I need each line of the entries below that includes the string "prepend".

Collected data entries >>

☆ ☆ ☆ ☆ ☆ ☆ ☆

PR #7992, opened 2024-09-23
Fix bug: Free user see alert when they switch to default project in some case [INS-4464]

yaoweiprc:
Free user can either have one project with multiple members or have multiple project with one member. So if you are a free user and only have one project. You invite someone to your project. Then you create a new project. An Alert of 'Could not create project' shows. Then you remove the other member from your project. You can successfully create a new project. But when you switch to the previous project, the alert shows again.
It's introduced by react router's data router, which persists fetch.data.


gatzjames (approved):
This is much simpler than the useEffect approach but some things to keep in mind:
- It will create sync issues if we do async stuff that then need to update state
- We should upgrade this to an action with the [new react router v7 version](https://github.com/remix-run/react-router/pull/11521/files#diff-0788b922993eedbe2768f25e1f0cdf6ff0455e49ed69e084d8cfedf79efa8730R1077)
- We should hold back from doing the same thing on other actions since it will create a lot of tech debt

PR #8004, opened 2024-09-25
feat: enable run folder mode

ihexxa:
### Background
Make the runner support "Run folder" capability.

### Changes
- [x] Filtering requests according to the target (collection or folder)

image

Ref: INS-4473


filfreire (approved):
LGTM

Small improvements/suggestion:
- Don't hide the Collection Run button when in collection run view in case i want to go from collection run view of my folder into the one for the entire workspace
- If user opens collection run for a folder - automatically "Select All" requests, otherwise I have to 1. open collection run for folder, 2. select all requests  and 3. only then can I run


Alternate idea:
- Run folder would still open the same workspace collection run - and just pre-select all requests & folders under the folder selected

ihexxa:
@filfreire Good ideas.

PR #8007, opened 2024-09-26
fix(runner): display no test message and enable history item deletion

ihexxa:
### Changes
- [x] Display a message when there's no test for one request
- [x] Enable runner history item deletion

Screenshot 2024-09-26 at 10 33 37

Screenshot 2024-09-26 at 10 32 59

Ref: INS-4502


cwangsmv (approved):
lgtm

PR #8021, opened 2024-09-27
Fix new property in request causes existing request show as modified in git sync [INS-4511]

cwangsmv:
**Background**
Currently, When we add a new property to models like Request, we will add the default value of this property in model init method. Otherwise the new property can not be updated due to current design in database.update method which will check if updated keys is valid.

But this will cause all existing models show as modified in git sync, due to current implementation of using YAML stringify method to compare local db content with git origin content. The YAML stringify method will add a new property to the yaml file even the value is undefined.

**Solution**
Instead of adding a new property to request, I have moved the logic to detect if a GraphQL request operation is subscription or not into request model, so no more extra property is needed

### DIFF
--- a/packages/insomnia/src/utils/graph-ql.ts
+++ b/packages/insomnia/src/utils/graph-ql.ts
@@ -1,4 +1,3 @@
-
 import { getOperationAST, parse } from 'graphql';
 
 import { CONTENT_TYPE_GRAPHQL } from '../common/constants';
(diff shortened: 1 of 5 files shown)


packages/insomnia/src/utils/graph-ql.ts
```diff
@@ -1,5 +1,9 @@
+
```
ihexxa: nit: probably unnecessary empty line

ihexxa (dismissed):

packages/insomnia/src/utils/graph-ql.ts
cwangsmv: Fixed

ihexxa (approved):

PR #8221, opened 2024-12-02
Fix: File path fails when used in env vars on Windows [INS-4742]

### LINKED ISSUE #5754: Reading file in an environment variable does not translate into the query
### Expected Behavior

Under windows:
I define an environment variable that points to a file:
```
{
   "file": "File"
}
```
I should be able to use `.file` in the query.

### Actual Behavior

The path fails. It's because the `\\` in the path, get removed when being sent as a string. So the file cannot be read and the `.file` is marked in red.

If I use a custom command in the environment variable definition and switch `\\` to `/` then `.file` works in the query

### Reproduction Steps

1.  define an environment variable that points to a file:
```
{
   "file": "File"
}
```
2. Try to use `.file` in a query
3. Go back to the environment variable, file on `File`, switch to **custom**, and change `\\` to `/`
4. The `.file` env variable can now be used

### Additional Information

Version: Insomnia 2022.7.5
Build date: 1/19/2023
OS: Windows_NT x64 10.0.19045
Electron: 22.0.0
Node: 16.17.1
V8: 10.8.168.20-electron.0
Architecture: x64

### Insomnia Version

2022.7.5

Windows

### Operating System Version

Windows 10 22H2 19045.2486

### Installation method

download from insomnia.rest

_No response_

filfreire:
## Fix

When we do a double-escape of the `\` slash on `tag-editor.tsx` it solves the issue.

It seems before we were sanitizing the tag in different ways, and that didn't work, but it's unclear how it may have worked years ago. For now this change seems to do the trick

Explored some alternatives, but going down the path of JSON.stringify'ing the argument elsewhere, or trying to sanitize it elsewhere, becomes a trap quickly and doesn't fully work.

<details>

<summary>Investigation details here</summary>

> Note: dragons 🐉 and spaghetti 🍝 , 
>
> this is failing as far back as 2023. Tried with `10.1.1`, `8.5.1` and even `2023.5.8`. Found a bug report about it here: https://github.com/Kong/insomnia/issues/5754 
>
> this is a sandworm/Shai-hulud type of issue for spending time

When using File template tags as value for environment variables in the JSON / non-table view of the Environment Editor, the file path gets stored with a bad path on the environment. 

- Does not seem to happen when setting the file template tag in the new environment table view editor, it's specific to the JSON view
- Throughout the codebase there's a handful of places where we replace `\\\\` to `\\` 
- There's also places where we do the oposite
- By the time we get the values from Env Editor, it's showing up as `\\` - which then magically dissappears when attempting to use the Env variable in a request, so a string like `C:\\Users\\filipe\\Desktop\\test.txt` ends up as `C:\UsersfilipeDesktoptest.txt`
- In other cases it ends up weirder, particularly when using the Packaged app instead of the local development, where it ends up adding the `AppData\Local\insomnia\app-10.2.0` path to the full bad path.
image

image

image
</details>

Closes INS-4742

Closes #5754

### DIFF
--- a/packages/insomnia/src/templating/utils.ts
+++ b/packages/insomnia/src/templating/utils.ts
@@ -328,6 +328,6 @@ export interface nunjucksTagContextMenuOptions extends Exclude<ReturnType<typeof
 
 export const responseTagRegex = new RegExp('{% *response *.* %}');
 
-export function sanitizeStrForWin32(path: string) {
-  return path.replace(/\\/g, '\\\\\\\\');
+export function sanitizeStrForWin32(str: string) {
+  return str.replace(/\\/g, '\\\\\\\\');
 }
--- a/packages/insomnia/src/templating/utils.ts
+++ b/packages/insomnia/src/templating/utils.ts
@@ -327,3 +327,7 @@ export interface nunjucksTagContextMenuOptions extends Exclude<ReturnType<typeof
 }
 
 export const responseTagRegex = new RegExp('{% *response *.* %}');
+
+export function sanitizeStrForWin32(path: string) {
+  return path.replace(/\\/g, '\\\\\\\\');
+}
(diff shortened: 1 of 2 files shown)


gatzjames (approved):
Tested on Windows and macOS LGTM

PR #8223, opened 2024-12-03
fix(cli): misc issues to keep order in running cli runner

ihexxa:
### Changes
- [x] UI should always generate runner command with workspace id
- [x] CLI should not reject runner command with workspace and `-i` args
- [x] Sort requests by path when sorting with manual order
- [x] Support running folder for cli
- [x] `getRequestsToRunFromListOrWorkspace` doesn't include the root folder itself. 

Ref: INS-4764, INS-4763


notjaywu (approved):
lgtm

PR #8232, opened 2024-12-05
fix(cli): failed to run script in cli if timeline dir is not inited

ihexxa:
### Changes:
- [x] Init the path for persisting timeline file before executing script
- [x] Updated smoke tests

Ref: INS-4774


notjaywu (approved):
lgtm

PR #8243, opened 2024-12-11
fix(sdk): support async function in insomnia.test

ihexxa:
### Changes
- [x] Monitor all tests in the script and suspending the script execution until all sync tests or async tests are finished or rejected
- [x] Test it 

image

Ref: INS-4765

### DIFF
--- a/packages/insomnia/src/hidden-window.ts
+++ b/packages/insomnia/src/hidden-window.ts
@@ -39,8 +39,8 @@ window.bridge.onmessage(async (data, callback) => {
 
 // as insomnia.test accepts an async function, prepend await to it as user don't write it
 function translateTestHandlers(script: string): string {
-  const replacedTests = script.replace('insomnia.test(', 'await insomnia.test(');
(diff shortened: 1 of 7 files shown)


packages/insomnia/src/hidden-window.ts
```diff
@@ -37,6 +37,12 @@ window.bridge.onmessage(async (data, callback) => {
   }
 });
 
+// as insomnia.test accepts an async function, prepend await to it as user don't write it
+function translateTestHandlers(script: string): string {
+  const replacedTests = script.replace(/insomnia\.test\(/g, 'await insomnia.test(');
+  return replacedTests.replace(/insomnia\.test\.skip\(/g, 'await insomnia.test.skip(');
+}
```
cwangsmv, line 44: A minor issue here:
If user has already input await, it will translate the script to 
```
await await insomnia.test('xxx', () => {})
``` 
It's fine for me since double await could execute as expected, maybe we can enhance in the future

cwangsmv (approved):
LGTM, only a minor issue which could fix in later releases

☆ ☆ ☆ ☆ ☆ ☆ ☆

Solution to the problem >>
 // as insomnia.test accepts an async function, prepend await to it as user don't write it
+// as insomnia.test accepts an async function, prepend await to it as user don't write it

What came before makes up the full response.